Do you agree? DIY machines in France’s La Poste are hindrance not help

Nick Inman just wanted to send a parcel to Britain but when staff are replaced by disobedient computers things get tricky

Self-serve machines in French post office likened to rogue computer HAL in the film '2001: A Space Odyssey'

France always used to have excellent public services but is technology replacing human employees for better or worse?

In December, I went to the post office to send a Christmas present to my family in Britain.

The job of postal sales assistant now seems to consist of pointing at signs on the wall and telling the customer that they must do their own stamp processing by using a formidable machine akin to HAL, the disobedient computer in the film 2001: A Space Odyssey. (Incidentally, in French, the computer is called CARL, the Cerveau analytique de recherche et de liaison.)

Read more: 12 things you can do at a French post office other than buy stamps

‘Five of us watched and waited’

‘HAL’ worked fine for the transaction being carried out by the lady before me, but then she received an error message.

“Don’t worry,” declared the assistant, “it’s a bug. It happens frequently. We’ll press this and this…”

But this and this did not convince ‘HAL’ to go back to work.

She fetched the branch manager, who produced a key and rebooted HAL.

Five of us – staff and customers – watched and waited while the machine refused to cooperate.

Its screen went back to Basic (literally) and stayed that way. It had knocked off for the day.

Told to go home

“Can’t I fill out the customs declaration on a piece of paper?” I asked.

The sales assistant pointed to a sign on the wall and interpreted it for me.

“The only alternative is for you to go home, fill out the declaration online, print it out and bring it back here so that we can sell you the stamps.”

Read more: How to fill out French customs form online for packages sent abroad

La Poste’s policy seems to be to make the customer do as much of the work as possible and not bother the staff, whose job used to be to do it for you.

“Shouldn’t we avoid burning fossil fuels, driving back and forth?” I said.

Staff can only point at signs and apologise to customers

This is not a uniquely French problem, I know, but I hope some bureaucrat in Paris will apply Cartesian logic and short-circuit the idiocy.

I might have previously misrepresented the job of postal sales assistants.

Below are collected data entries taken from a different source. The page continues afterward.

PR #39, opened 2018-02-23
Add checkboxes, track checks, Fix enabledStatus button

amit-mb:
This PR fixes the Start Listening Button that wasn't persisting each time the popup was loaded. Checkboxes are added to each column. Clicked checks are tracked using an unique id(requestId).


app/modules/recordings.ts
```diff
@@ -1,5 +1,5 @@
 import {PopUpState, Action} from '../types'
-const INITIAL_POPUP_STATE : PopUpState = { enabled: false , errorMessage: "",requests: []}
+const INITIAL_POPUP_STATE : PopUpState = { enabled: false , errorMessage: "", requests: [], selectedReqIds: [], checked : false}
```
revathskumar: As discussed, why this `checked` is needed? please remove

app/modules/recordings.ts
```diff
@@ -9,15 +9,30 @@ export const reducer = (state = INITIAL_POPUP_STATE, action: Action) => {
...
-    case actionType.CLEAR_REQUESTS : return {...state, requests: [] }
+    case actionType.CLEAR_REQUESTS :
+      return {...state, requests: [] }
+    case actionType.TOGGLE_CHECKBOX:
+      let selectedReqIds = state.selectedReqIds;
+      if (action.checked) {
+        selectedReqIds = [ ...selectedReqIds, action.reqId ]
+        return {...state , selectedReqIds, checked : !action.checked }
+      } else {
+        removeReqId(state, action)
```
revathskumar: As discussed don't pass the whole state and action. Pass only the minimum needed items.

app/popup.tsx
```diff
@@ -31,6 +33,9 @@ const isChromeUrl = (url: string) => {
 
 export class Popup extends React.Component<POPUP_PROPS & DispatchProps, {}> {
   componentWillMount() {
+    MessageService.getEnabledStatus(this.props.tabId, (enabled: boolean) => {
```
revathskumar: You are doing this anyway in the `app.tsx`. No need to do this here. 
This will just slow down and make unnecessay messaging

app/app.tsx
```diff
@@ -21,10 +21,9 @@ chrome.tabs.query(queryParams, tabs => {
   if (typeof id === "undefined" || typeof url === "undefined") return;
 
   MessageService.getEnabledStatus(id, (enabled: boolean) => {
```
revathskumar: you are getting the status here. So use it and update the state. there is two ways to do this.
1. do a `store.dispatch()` action needed to update the state.
2. export the initial data and use `Object.assign` or `spread` operator to update the enabled state and pass it as initialState in `store()`.

app/request_list.tsx
```diff
@@ -32,17 +34,58 @@ const RequestList = (props: RequestObj) => {
...
+            return false
+          }
+
+        }
+
+        return (
+          <input
+            type="checkbox"
+            className="checkbox"
+            checked={checkedBool(original.requestId, props.selectedReqIds) || false}
```
revathskumar: why not `props.selectedReqIds.indexOf(original.requestId) > 0` ?

app/request_list.tsx
```diff
@@ -32,17 +34,58 @@ const RequestList = (props: RequestObj) => {
...
     {
-      Header: "Request ID",
-      accessor: "requestId",
-      filterable: true
+      id: "checkbox",
+      accessor: "",
+      Cell: ({original}) => {
+        const presentReqId = (props, original) => {
+          let RequestId = -1;
+          props.requests.map( (request, index:number) => {
```
revathskumar: Just use ` props.requests.find()`

app/types/index.ts
```diff
@@ -4,31 +4,35 @@ export interface POPUP_PROPS {
   enabled : boolean,
   requests : Array<any>,
   errorMessage : string,
-  responseText : string,
-  selectStatusCode :  string
+  selectedReqIds : Array<number>,
+  checked : Array<boolean>
```
revathskumar: remove this checked? Why this is required? I guess we already discussed this.

app/modules/recordings.ts
amit-mb: Tried removing it, we later check the value of checked below as 
https://github.com/code-mancers/interceptor/blob/0c253454b3d57d02aa2e7abfee18d50d2f1a573e/app/modules/recordings.ts#L23

If removed, the ID's wont get added to the array

app/modules/recordings.ts
amit-mb: The newState is being returned from the function on L37 as https://github.com/code-mancers/interceptor/blob/0c253454b3d57d02aa2e7abfee18d50d2f1a573e/app/modules/recordings.ts#L37 and all the operations relating to state are done inside the function unlike earlier as 
```js
{...state, removeReqId(state, action) } 
```

Still recommend to do the earlier way as in 
```js
{...state, removeReqId(state.selectedReqIds, action.reqId) } 
``` 
?

app/popup.tsx
amit-mb: Sure 👍 . Will pass the same from `app.tsx`

app/popup.tsx
```diff
@@ -73,6 +76,15 @@ export class Popup extends React.Component<POPUP_PROPS & DispatchProps, {}> {
     this.props.clearFields();
   };
 
+  handleCheckToggle = (reqId:number, presentCheckedState:boolean) => {
+    this.props.handleCheckToggle(reqId, presentCheckedState)
+  };
+
+  handleCheckedRequests = (requests:Array<any>) =>{
+    const tabId:number = this.props.tabId
```
revathskumar: Why assign to a `const`? pass the `this.props.tabId` directly.

app/content.ts
```diff
@@ -14,32 +14,70 @@ class Intercept {
...
+  };
   injectScripts = () => {
     let sinon = document.createElement("script");
     sinon.defer = false;
     sinon.src = chrome.extension.getURL("./lib/sinon.js");
     (document.head || document.documentElement).appendChild(sinon);
   };
   initScript = (request: requestObject) => {
-    var actualCode = `
+    let actualCode = `
```
revathskumar: 👍

app/popup.tsx
revathskumar: marking this as a non blocker and approving.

As well as pointing at signs and staring at a machine that does not work, their main job is now to apologise to enraged customers for why they cannot do something as simple as sending a parcel from one place to another.

Surely this creates a vicious circle: replacing employees with machines to save money leads to incompetence and inefficiency, which puts off customers and ultimately reduces La Poste’s profitability.

This, in turn, causes it to lay off employees in place of more malfunctioning machines…

The March of AS (Artificial Stupidity)

1. Technology is supposed to make life easier, to bring only advantages and no disadvantages. There is no other point to it.

2. It is often applied to things that work perfectly well in the mistaken belief they can be made to work even better.

3. “Even better” never means for the consumer, only for the cost-cutting accountant.

4. Things rarely work better when treated to technology, except perhaps for the young – sharp of eye, nimble of finger – who do not appreciate how lucky they are.

5. The application of technology usually introduces disadvantages that do not emerge until it is too late to correct them.

6. People who work in tech cannot admit points one to five. They always double down on their error, introduce more technology and make things even worse.

7. The people who have the power to prevent all this are incapable of putting things back the way they were when they worked just fine. They do not understand why we are not grateful to them for making improvements in the first place.